[Records drawn from a dataset]
PR #4872, opened 2026-07-08
Add study_runtime.yaml v2 per-study runtime config for job launchers

pcnudde:
## Summary

- Introduce `local/study_runtime.yaml` (v2): one site-owned, auto-discovered file for everything a study gets at runtime — data mounts, env vars, secret-backed env vars and file mounts, a per-study Kubernetes pod template (inline or file path), and a per-study default job image (`container.image`; a job-supplied image wins). The job-side contract is unchanged: a job still only names its study.
- Strict parser with path-qualified errors: unknown keys, unknown dataset types, env/secret_env collisions, and secret_env names that would override launcher-owned env vars are hard errors. `type: databricks` dataset entries are reserved and rejected with a clear "not yet supported" error.
- v1 `local/study_data.yaml` stays frozen and fully supported. The two files must not coexist (hard error). v2 is re-read on every job launch; v1 keeps its per-instance cache.
- Kubernetes: `secret_env` emits `secretKeyRef` env entries, `secret_mounts` project Secrets as read-only volumes (optional `items`), and `pod_template` replaces the unreleased `study_job_spec_file_path` launcher argument and its map file (from #4804). Multi-container templates must mark the main container with the `nvflare_job` sentinel when typed entries are configured, replacing the unsafe first-container fallback.
- Docker: `env`/`secret_env` (launcher-environment pass-through) and read-only secret bind mounts; `pod_template` and `items` are rejected as Kubernetes-only. `docker_kwargs` is the Docker-side escape hatch: extra `containers.run` kwargs per study (site defaults -> study -> job precedence, job wins), with launcher-owned keys rejected at parse time and remaining keys validated against the installed Docker SDK.
- `nvflare deploy prepare` and POC Docker provisioning generate v2 templates for new kits; legacy kits that carry `study_data.yaml` keep the v1 launcher argument, so re-preparing existing sites changes nothing.
- Workspace transfer excludes simplified: fixed excludes plus `pod_template` paths read from the one well-known file, removing the resources.json-scraping logic.
- User docs lead with `study_runtime.yaml` and document v1 as legacy; design in `docs/design/study_runtime_config.md`.

Verified end-to-end on Kubernetes (multi-node cluster, 1 server + 4 clients) and Docker: datasets, env/secret delivery, items projection, pod template merge, main-container guardrail, coexistence and reserved-name rejections, live config re-read without parent restart, and v1 legacy regression on both launchers.

FLARE-2972


nvflare/app_opt/job_launcher/k8s_launcher.py
```diff
@@ -922,23 +879,30 @@ def __init__(
...
+                f"file(s) {conflicts}; migrate all studies to study_runtime.yaml and delete the v1 file."
+            )
+        runtime_map = load_study_runtime_file(runtime_file, logger=self.logger)
+        study_runtime = resolve_study_runtime(runtime_map, study, runtime_file, logger=self.logger)
+        reserved = sorted({ref.name for ref in study_runtime.secret_env} & _RESERVED_JOB_ENV_NAMES)
+        if reserved:
+            raise RuntimeError(
+                f"study runtime file '{runtime_file}': secret_env must not override "
+                f"launcher-owned env vars {reserved} for study '{study}'"
+            )
```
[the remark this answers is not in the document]
pcnudde: Moved the reserved-name check into the shared v2 parser: PYTHONPATH and the workspace-transfer variables are now parse-time hard errors for both `env` and `secret_env` (5bbde4dd2). This also removes the silent-override inconsistency where a site-set PYTHONPATH only took effect for jobs without custom code.

_🤖 Addressed by [Claude Code](https://claude.com/claude-code)_

nvflare/app_opt/job_launcher/docker_launcher.py
```diff
@@ -523,6 +559,7 @@ def launch_job(self, job_meta: dict, fl_ctx: FLContext) -> JobHandleSpec:
         # don't fall back to pwd.getpwuid() — which fails when the host UID has no /etc/passwd entry.
         environment = {
             **self.default_job_env,
+            **site_env,
```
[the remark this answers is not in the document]
pcnudde: Covered by the same parser-level check in 5bbde4dd2 — both launchers share `load_study_runtime_file`, so Docker now rejects launcher-owned names in `env`/`secret_env` at parse time too. USER/HOME remain documented launcher-controlled overrides (generic values, unconditionally set).

_🤖 Addressed by [Claude Code](https://claude.com/claude-code)_

YuanTingHsieh:
Follow-up direction to put on record here, since this PR establishes the landing spot:

**Per-study default job image → `studies.<study>.container.image`**

Today the job image must come from job `meta.json` on both launchers, and `pod_template` deliberately cannot set the main container image (the FLARE-owned overlay replaces it — pinned by a test in this PR; only sidecar images come from the template). That leaves the image as the one runtime resource the site does not own, and every job package ends up hard-coding a deployment-specific image ref — which cuts against the v2 contract that the job names only its study.

Proposed follow-up (not this PR):

- `container.image` next to the existing `container.name` — a typed key, so it works identically on Docker and K8s (unlike `pod_template`)
- Resolution: job image → study `container.image` → error. Only the "or raise" step in each launcher changes; no merge-order surgery
- Default semantics first (job-supplied image wins); an enforce/pin mode can come later for sites that want to forbid job-supplied images entirely
- A site-supplied image is site-trusted content, so it should not be BYOC-gated the way job-supplied images are
- Same change should add `"image"` to Docker's `_RESERVED_CONTAINER_KWARGS` — today it can be passed via `default_job_container_kwargs` where it silently does nothing

Re-read-per-launch also means a site can roll a study to a new image version without restarting the parent, which is exactly the operational behavior we want for image updates.

pcnudde:
@YuanTingHsieh agreed on all points — recorded the direction verbatim in the design doc (`docs/design/study_runtime_config.md`, new "Future: Per-Study Default Job Image" section, commit 5691f6468) so this PR carries the landing spot on record. Kept it out of scope here as proposed.

One note captured with it: the Docker `_RESERVED_CONTAINER_KWARGS` addition isn't quite a one-liner — `docker_spec["image"]` is the legitimate job image selector and always present, so reserving `image` naively would log a spurious reserved-keys warning on every job. The follow-up should reject it in `default_job_container_kwargs` init validation only (where today it passes init and then fails at launch with a duplicate-argument error).

_🤖 Addressed by [Claude Code](https://claude.com/claude-code)_

YuanTingHsieh (dismissed):

pcnudde:
Update: per the author's call, `container.image` is now implemented in this PR (97f15462e) rather than deferred — resolution is job-supplied image → study `container.image` → error, identical on both launchers, and the site image is not BYOC-gated (site-trusted content; BYOC gating of job-supplied images stays with the launcher BYOC enforcement work). One deviation from the sketch above: `container.name` was dropped entirely — the `nvflare_job` template sentinel already identifies the main container for merge and the guardrail, so the config knob added nothing. FLARE-3027 is re-scoped to the enforce/pin mode.

_🤖 Addressed by [Claude Code](https://claude.com/claude-code)_

nvflare/tool/poc/poc_commands.py
```diff
@@ -539,7 +548,7 @@ def _prepare_poc_docker_kit(kit_dir: str, docker_config: Dict, poc_workspace: st
         _validate_runtime_config(RUNTIME_DOCKER, docker_config)
         kit_info = _validate_kit(kit_path)
         _prepare_docker(kit_info, kit_path, docker_config)
-        _write_poc_docker_study_data(kit_path, poc_workspace)
+        _write_poc_docker_study_runtime(kit_path, poc_workspace)
```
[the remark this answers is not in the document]
pcnudde: Fixed in 762ae8816 — but with a fail-fast prepare-time CLIException instead of the suggested silent skip: skipping would quietly drop the POC data mount, which is the same silent-divergence failure mode this PR's strict parsing exists to prevent. The error tells the user to delete or migrate the v1 file.

_🤖 Addressed by [Claude Code](https://claude.com/claude-code)_

nvflare/app_opt/job_launcher/docker_launcher.py
```diff
@@ -72,6 +77,9 @@ class DockerStatus:
     "user",
     "working_dir",
 }
+# "image" is additionally reserved for site-level defaults only: jobs select their
+# image through docker_spec["image"], so it must not trip the job-spec warning.
+_RESERVED_DEFAULT_KWARGS = _RESERVED_CONTAINER_KWARGS | {"image"}
```
YuanTingHsieh: **P2 — deploy-side mirror of this set was not updated.** `DOCKER_RESERVED_KWARGS` in `nvflare/tool/deploy/deploy_commands.py` (line 94) still lacks `image`, so `nvflare deploy prepare` accepts `job_launcher.default_job_container_kwargs.image`, writes the kit, and the parent then fails at startup when `DockerJobLauncher.__init__` raises `ValueError: ... reserved keys: ['image']`. Failing at site startup instead of prepare time is exactly what the deploy validator exists to prevent.

The same stale list is also in two docs: `docs/user_guide/nvflare_cli/deploy_command.rst` (line 95) and `docs/design/docker_job_launcher_design.md` (line 264).

Suggest: add `image` in all three places, and have the deploy error point at `studies.<study>.container.image` as the supported way to set a site default image.

nvflare/app_opt/job_launcher/workspace_cell_transfer.py
```diff
@@ -71,9 +70,7 @@
 BOOTSTRAP_CONNECT_POLL_INTERVAL = 0.1
 
 _BOOTSTRAP_CELL_PREFIX = "ws_transfer_"
-_DEFAULT_WORKSPACE_DOWNLOAD_EXCLUDES = frozenset({"local/study_data.yaml", "local/study_job_spec.yaml"})
-_RESOURCE_CONFIG_NAMES = ("resources.json", "resources.json.default")
-_K8S_LAUNCHER_COMPONENT_ID = "k8s_launcher"
+_DEFAULT_WORKSPACE_DOWNLOAD_EXCLUDES = frozenset({"local/study_data.yaml", "local/study_runtime.yaml"})
```
YuanTingHsieh, line 74: **P2 — custom v1 `study_data_pvc_file_path` is no longer excluded from workspace transfer.** Dropping the resources.json scrape regresses a case the old code (and its old test) explicitly protected: a legacy kit whose `study_data_pvc_file_path` points at a non-default file, e.g. `/workspace/local/custom_data.yaml`. That is still a fully supported v1 configuration — the coexistence guard only fires when a v2 file also exists — but the file is no longer excluded, so the site's full study→PVC map is now bundled into every job workspace. Verified on this branch: `_workspace_download_excludes` returns only the two fixed names for such a kit.

Minimal fix: a targeted scrape of just `study_data_pvc_file_path` from `k8s_launcher` components in resources.json — none of the pod-spec-chasing that justified removing the rest of that logic. If we would rather accept the break, it needs a callout in the PR description / release notes, since v1 is documented as frozen and fully supported.

nvflare/app_opt/job_launcher/k8s_launcher.py
```diff
@@ -536,8 +491,12 @@ def _make_manifest(self, job_config):
         if job_config.get("resources"):
             container["resources"] = job_config["resources"]
         env_vars = {k: v for k, v in job_config.get("env", {}).items() if str(v)}
```
YuanTingHsieh, line 493: **P2 — empty-string env values diverge between launchers, and with a pod template the template's stale value silently survives.** The `if str(v)` filter drops `FOO: ""` before the merge, which does not just lose the value — it un-registers the name, so `_merge_named_items` keeps the template's old entry. Repro on this head:

- template main container: `env: [{name: FOO, value: template-old-value}]`
- study config: `env: {FOO: ""}`
- resulting manifest: `FOO=template-old-value` — the site's explicit setting is silently replaced by the template value

Docker meanwhile delivers `FOO=""`. This is the silent-divergence class the strict parser exists to kill.

Suggest fixing at parse time: reject empty-string values in `_parse_env` ("set a value or remove the key"). That makes both launchers behave identically and eliminates the stale-template case, without touching this pre-existing manifest filter that other env sources flow through.

YuanTingHsieh (commented):
Ran a final pass over the current head — three P2s remaining, details inline. All three are small, self-contained fixes; #2 is the only judgment call.

nvflare/app_opt/job_launcher/docker_launcher.py
pcnudde: Fixed in 04c091c04: `image` added to `DOCKER_RESERVED_KWARGS` so `deploy prepare` fails with INVALID_CONFIG pointing at `studies.<study>.container.image`; both docs and the launcher docstring updated to match, plus a prepare-time rejection test.

_🤖 Addressed by [Claude Code](https://claude.com/claude-code)_

nvflare/app_opt/job_launcher/workspace_cell_transfer.py
pcnudde: Fixed in 04c091c04 with the targeted scrape you suggested: `_add_legacy_study_data_excludes` reads only `study_data_pvc_file_path` (plus `workspace_mount_path` for prefix mapping) from k8s_launcher components in resources.json — no pod-spec chasing — and the custom-path exclusion test is restored.

_🤖 Addressed by [Claude Code](https://claude.com/claude-code)_

nvflare/app_opt/job_launcher/k8s_launcher.py
pcnudde: Fixed in 04c091c04 at parse time as suggested: `_parse_env` rejects empty-string values ("set a value or remove the key"), which makes both launchers identical and removes the stale-template survival case; the pre-existing manifest filter is untouched.

_🤖 Addressed by [Claude Code](https://claude.com/claude-code)_

YuanTingHsieh (dismissed):

nvflare/app_opt/job_launcher/k8s_launcher.py
```diff
@@ -1135,6 +1097,15 @@ def launch_job(self, job_meta: dict, fl_ctx: FLContext) -> JobHandleSpec:
...
             }
+            if study_runtime is not None:
+                if study_runtime.secret_env:
+                    job_config["secret_env"] = [
+                        {"name": ref.name, "source": ref.source, "key": ref.key} for ref in study_runtime.secret_env
+                    ]
+                if pod_manifest_template is not None and (
+                    data_mounts or study_runtime.env or study_runtime.secret_env or study_runtime.secret_mounts
+                ):
+                    job_config["require_main_container"] = True
```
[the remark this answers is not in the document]
pcnudde: Fixed in 58d883c5d: `container_image` added to the `require_main_container` condition, with a test asserting an image-only study plus a sentinel-less multi-container template fails with "mark the main container" instead of overlaying the site image on containers[0]. Design doc guardrail wording updated to match.

_🤖 Addressed by [Claude Code](https://claude.com/claude-code)_

YuanTingHsieh (commented):
One remaining P2 in the new `docker_kwargs` precedence path.

nvflare/app_opt/job_launcher/docker_launcher.py
```diff
@@ -553,15 +622,18 @@ def launch_job(self, job_meta: dict, fl_ctx: FLContext) -> JobHandleSpec:
...
         # 2. job-level num_of_gpus translated to device_requests
-        # 3. site-level default device_requests from default_job_container_kwargs
+        # 3. study-level device_requests from docker_kwargs in study_runtime.yaml
+        # 4. site-level default device_requests from default_job_container_kwargs
         #
         # This preserves the documented rule that job-level resource_spec takes precedence
-        # over site-level defaults, while still allowing fine-grained device_requests overrides.
+        # over study and site-level defaults, while still allowing fine-grained
+        # device_requests overrides.
         if num_gpus and "device_requests" not in job_container_kwargs:
```
YuanTingHsieh: **P2 — an explicit zero-GPU job request does not override study-level `device_requests`.** This branch only runs when `num_gpus` is truthy, so with `docker_spec["num_of_gpus"] == 0`, `merged_container_kwargs` retains the study's `docker_kwargs.device_requests`. I reproduced this on the current head: a study requesting `Count: 4` plus a job requesting `num_of_gpus: 0` still calls `containers.run` with `Count: 4`. That contradicts the documented “job wins, including GPU requests” precedence and can allocate GPUs a job explicitly declined.

Please treat the presence of a job GPU count as the override: translate a positive count, remove inherited `device_requests` for an explicit zero (unless the job supplies `device_requests` directly), and add a zero-GPU regression test.

pcnudde: Fixed in 3b1a3535f: presence of a job-level GPU count is now the override signal — a positive count translates as before, an explicit `num_of_gpus: 0` (nested or flat spec) drops study/site-inherited `device_requests`, and an unspecified count still inherits them. Both regression tests added (explicit zero drops, unspecified keeps).

_🤖 Addressed by [Claude Code](https://claude.com/claude-code)_

nvflare/app_opt/job_launcher/study_runtime.py
```diff
@@ -0,0 +1,382 @@
...
+_VALID_NAME = re.compile(r"^[a-z0-9](?:[a-z0-9_-]{0,61}[a-z0-9])?$")
+
+# Env names the launchers own at job launch (PYTHONPATH and the workspace-transfer
+# variables from workspace_cell_transfer). A study value would be silently overridden
+# or break workspace transfer, so both env and secret_env reject them up front.
+_RESERVED_ENV_NAMES = frozenset({"PYTHONPATH", "NVFL_WORKSPACE_OWNER_FQCN", "NVFL_WORKSPACE_TRANSFER_TOKEN"})
+
+# Docker containers.run kwargs owned by the launcher (the docker launcher and deploy
+# validation enforce the same set for site-level default_job_container_kwargs).
+RESERVED_DOCKER_KWARGS = frozenset(
```
YuanTingHsieh, line 55: **P3 — this comment's claim is not true yet: deploy's copy of this set is missing `auto_remove`.** `DOCKER_RESERVED_KWARGS` in `nvflare/tool/deploy/deploy_commands.py` still lacks `auto_remove` (pre-existing, predates this PR), so `deploy prepare` accepts `default_job_container_kwargs.auto_remove` and the kit then fails at parent startup with the launcher's reserved-keys ValueError — the same fail-late pattern as the `image` case fixed earlier. The two doc lists (`docs/user_guide/nvflare_cli/deploy_command.rst`, `docs/design/docker_job_launcher_design.md`) also omit `auto_remove`.

Now that this shared frozenset exists, the clean fix is to make it the single source of truth: have deploy import `RESERVED_DOCKER_KWARGS` instead of maintaining its own literal, and add `auto_remove` to the two doc lists. That also makes this comment true by construction instead of by discipline.

YuanTingHsieh (commented):
One remaining item from the final pass — everything else from the previous rounds is verified fixed on this head (546 tests pass locally; docker_kwargs SDK-key validation probed against real docker-py 7.1.0; zero-GPU decline semantics pinned both ways).

nvflare/app_opt/job_launcher/study_runtime.py
pcnudde: Fixed in f53053dab: deploy now imports `RESERVED_DOCKER_KWARGS` from `study_runtime.py` instead of maintaining its own literal (which had indeed drifted — missing `auto_remove`), so the sets can no longer diverge. Both doc lists updated, and the prepare-time rejection test is parametrized over `image` and `auto_remove`.

_🤖 Addressed by [Claude Code](https://claude.com/claude-code)_

YuanTingHsieh (approved):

● **Task statement**: Your job is to print exactly the lines that run from the top of the entries through the line with "names its study.", and no others.

● **Expected answer**:
PR #4872, opened 2026-07-08
Add study_runtime.yaml v2 per-study runtime config for job launchers

pcnudde:
## Summary

- Introduce `local/study_runtime.yaml` (v2): one site-owned, auto-discovered file for everything a study gets at runtime — data mounts, env vars, secret-backed env vars and file mounts, a per-study Kubernetes pod template (inline or file path), and a per-study default job image (`container.image`; a job-supplied image wins). The job-side contract is unchanged: a job still only names its study.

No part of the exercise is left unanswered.